The logistic map is a simple yet powerful mathematical model used to describe various types of population growth. It is represented by the equation: \(x_{t+1} = r x_t (1 - x_t)\). Here, \(x_t\) is the population size at time \(t\), and \(r\) is the growth rate.
This equation showcases how a population changes over time under different conditions specified by \(r\).
Despite its simplicity, the logistic map can produce a range of behaviors from stable fixed points to totally chaotic sequences, depending on the value of \(r\).

• For small values of \(r\), the population stabilizes at a certain point.
• For intermediate values, it can lead to periodic cycles, where population size oscillates between distinct values.
• As \(r\) increases further, the system becomes chaotic and unpredictable.

The logistic map serves as a classic example of how complex and chaotic dynamics can arise from simple non-linear equations.

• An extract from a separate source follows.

PR #8567, opened 2023-12-04
audio: perf: add module ibs and obs for performance profiling log

btian1:
Add ibs and obs information to performance logs, they will be used for update module CPC based on different ibs and obs.

### DIFF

Sensitivity to Initial Conditions

One of the hallmark features of chaos theory is the notion of sensitivity to initial conditions. This is exemplified in the logistic map experiment described in your exercise.
Even small changes in initial state \(x_0\) can lead to vastly different outcomes over time.
Take, for instance, calculations with \(x_0 = 0.4\) and \(x_0' = 0.5\). Initially, these values are close, but as time progresses, the small difference can dramatically grow, showing how unpredictable the system can become.
Such sensitivity implies that even tiny errors or uncertainties in measurement can amplify over time, making long-term predictions practically impossible in chaotic systems.
This characteristic is often referred to as the "butterfly effect," suggesting that minor changes can have disproportionately large effects in complex systems.

Periodic Evolution

At specific growth rates, the logistic map delivers periodic evolution, where the system's behavior becomes cyclical.
For example, with \(r=3.3\), the logistic map exhibits a period-2 cycle.
Instead of settling on a single value or behaving unpredictably, the system alternates between two values indefinitely.
This periodicity showcases how systems that appear chaotic at first sight can have underlying frequencies or patterns in their behavior.
Regular cycles like these can occur at various growth rates and showcase the system's tendency to lock into repeating sequences, offering a glimpse of orderly dynamics within chaos.

Exponential Growth

In the chaotic regime of the logistic map, particularly observed at a growth rate like \(r=3.6\), the system begins to exhibit exponential divergence.
This means that tiny differences in initial conditions—such as between \(x_0=0.4\) and \(x_0' = 0.400001\)—result in differences that grow exponentially over time.
Initially insignificant, these differences quickly become large, filling the system's behavior with unpredictability.
This growth rate captures the essence of chaotic dynamics where instead of converging to an equilibrium or a periodic cycle, the system diverges rapidly.
Such behavior is a fundamental component of chaotic systems and one of chaos theory's most intriguing and counterintuitive aspects.